=== What needs to be done ===
Would you please write out each entry precisely as given?

=== Extracted records ===

PR #284, opened 2020-06-09
fix for Issue#280: Bug fix missing open cl call in thread root

aarontcopal2:
fix for Issue#280: Multithreaded version of OpenCL run does not display the last opencl operation at thread root.


aarontcopal2:
1st commit is made for code-review purposes. Code does not work, do not merge yet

=== Exercise solution ===
PR #284, opened 2020-06-09
fix for Issue#280: Bug fix missing open cl call in thread root

aarontcopal2:
fix for Issue#280: Multithreaded version of OpenCL run does not display the last opencl operation at thread root.


aarontcopal2:
1st commit is made for code-review purposes. Code does not work, do not merge yet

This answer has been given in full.